«𝗔𝗱𝗲𝗹𝗮𝗶𝗱𝗲 𝗝𝗼𝗮̃𝗼, acabas de nos deixar, mas continuas connosco.
Que sorte tivemos em conhecer-te como mulher, como cooperante, como
grande atriz, como grande senhora do Teatro em Portugal no último
século.
Guardamos a belíssima fotografia de ti com bigode, sentada
sozinha numa plateia vazia construída com as velhas cadeiras do Teatro
Esther de Carvalho em Montemor-O-Velho. As palavras de Irene Lisboa
e o teu timbre tão característico ressoam ainda na nossa mente quando
te vemos rodeada pelos fantasmas que se sentavam à tua volta para
falarem contigo nesse espectáculo Mão Cheia de Nada (1995). Emocionante
desempenho que uma pessoa familiar da escritora nos confirmou como
parecendo ser o fantasma da própria Irene Lisboa.
Não esquecemos a
tua curiosidade artística quando te decidiste juntar a um projeto tão
peculiar como o do Teatro O Bando em 1990. Nunca dizias a tua idade, ou
melhor, mentias descaradamente. Hoje é fácil fazer as contas. Em 1990
tinhas já 69 anos. Nesse ano criámos contigo dois espetáculos
paradigmáticos: A Terceira Margem Do Rio onde dizias o belíssimo texto
de João Guimarães Rosa e Os Bichos onde num banco de jardim, pendurada a
quatro metros de altura, representavas a personagem da “Cigarra”

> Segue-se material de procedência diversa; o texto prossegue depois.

PR #1708, opened 2023-06-01
Adding support for HMAC auth to the shim.

thomasmaclean:
This will apply HMAC credentials to gcloud storage when appropriate. When supplied to gcloud storage, the HMAC credentials take precedence, so the shim needs to include gsutil's prioritization logic when applying those credentials. This PR encapsulates that prioritization logic in `boto_util.UsingGsHmac()` and applies it in both `cloud_api_delegator` and `shim_util`.

### DIFF
--- a/gslib/tests/test_shim_util.py
+++ b/gslib/tests/test_shim_util.py
@@ -1156,26 +1156,18 @@ class TestBotoTranslation(testcase.GsUtilUnitTestCase):
       flags, _ = self._fake_command._translate_boto_config()
       self.assertEqual(flags, ['--decryption-keys=key1,key12,key100'])
 
-  @mock.patch.object(boto_util, 'UsingGsHmac')
-  def test_gs_hmac_auth_env_set_correctly(self, mock_using_gs_hmac):
+  @mock.patch.object(boto_util, 'UsingGsHmac', return_value=False)
+  def test_gs_hmac_auth_env_when_not_using_gs_hmac(self, mock_using_gs_hmac):
     with _mock_boto_config({
         'Credentials': {
-            'gs_access_key_id': 'unmapped',
-            'gs_secret_access_key': 'mapped',
+            'gs_access_key_id': 'foo',
+            'gs_secret_access_key': 'bar',
         }
     }):
-      # Another use case that would have been good for parameterized.
-      # UsingGsHmac ultimately controls whether the gs HMAC creds
-      # are mapped, so the first key, gs_access_key_id, will not be
-      # mapped, while the second, gs_secret_access_key will.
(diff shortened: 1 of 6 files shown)


gslib/tests/test_shim_util.py
```diff
@@ -1155,12 +1156,41 @@ def test_decryption_key_gets_converted_to_flag(self):
...
-            'use_client_certificate': True,
+            'gs_access_key_id': 'unmapped',
+            'gs_secret_access_key': 'mapped',
+        }
+    }):
+      # Another use case that would have been good for parameterized.
+      # UsingGsHmac ultimately controls whether the gs HMAC creds
+      # are mapped, so the first key, gs_access_key_id, will not be
+      # mapped, while the second, gs_secret_access_key will.
+      mock_using_gs_hmac.side_effect = [False, True]
```
rrauber, line 1171: I think this would be better as two separate tests, or maybe even just one -- it looks like the True case is covered below, so we could probably just check the False case here.

rrauber (approved):

gslib/tests/test_shim_util.py
thomasmaclean: Just made this a single test for the negative case.

gslib/utils/boto_util.py
```diff
@@ -650,3 +650,13 @@ def HasUserSpecifiedGsHost():
...
+
+def UsingGsHmac():
+  # NOTE: External credentials are omitted intentionally as HMAC takes priority
+  # over the external credentials types.
+  config = boto.config
+  return (not config.has_option('Credentials', 'gs_oauth2_refresh_token') and
+        not (config.has_option('Credentials', 'gs_service_client_id') and
+             config.has_option('Credentials', 'gs_service_key_file')) and
+        (config.has_option('Credentials', 'gs_access_key_id') and
+         config.has_option('Credentials', 'gs_secret_access_key')))
```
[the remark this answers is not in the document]
thomasmaclean: Done.

rrauber (approved):

gslib/utils/shim_util.py
```diff
@@ -578,6 +592,12 @@ def translate_to_gcloud_storage_if_requested(self):
               ' You can make gsutil use the same credentials by running:\n'
               '{} config set pass_credentials_to_gsutil True'.format(
                   gcloud_binary_path))
+        elif (boto_util.UsingGsHmac and
```
rrauber, line 595: I think this should be boto_util.UsingGsHmac()

thomasmaclean: Done.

inventada por Miguel Torga. Era a primeira vez que te vias confrontada
com um Teatro que exigia saber-se fazer escalada. Não recuaste.
Assustaste-te com o teu corpo pesado e nós com a tua aflição mas, quando
pousaste os pés ao fundo da falésia disseste: rejuvenesci vinte anos.
Tinhas razão. Quando superamos os limites que a nós próprios impomos,
ganhamos uma nova vida como dizem que os gatos ganham.
Andaste toda
desembaraçada no sidecar de uma mota em Merlim (2000) quando fazias essa
tua provocante Morgausa. Tu, que não gostavas de ir à praia e até te
faltava o ar quando molhavas os pés, andaste com água pelo pescoço no
lago da Gulbenkian a gritar poemas de António Ramos Rosa. Este Borda
D’Água (1992) que enaltecia a entidade mítica da água também aconteceu
na Exposição Mundial de Sevilha no meio de uma multidão que parava sobre
as pontes para te ver passar em cima daquela estranha e inesperada
jangada com cem metros de comprimento puxada ao longo do canal por uma
única personagem.
Também viajaste num comboio a vapor fazendo o
papel de uma das três manas do padre Simas que constam em Gente Singular
(1993). Delicioso e absurdo texto de Manuel Teixeira Gomes que
convocava um conjunto de distintas personalidades algarvias para
inaugurarem o primeiro autoclismo. O público tinha de escolher uma das
três carruagens que partiam de Entrecampos para Campolide e tu tinhas
direito a uma carruagem do princípio do século só para apresentar essa
tua vibrante personagem da “Sebastiana”. O teu trabalho de atriz
manifestava-se aqui, mais uma vez, como tu bem sabias: nunca mais o
poderíamos esquecer.
Adelaide João, querida amiga, também não
esquecemos que tu nunca te esquecias dos aniversários dos outros e dos
filhos dos outros numa altura em que não existiam redes sociais para
automaticamente nos avisarem dessas datas. Abnegada trabalhadora,
resiliente operária da cultura, nunca deixaste de refilar quando te
apetecia e de tomar uma posição inequivocamente de esquerda quando era
necessário.
Grande mulher, carismática atriz, no Teatro O Bando e no coração dos teus amigos terás sempre reservado o teu lugar».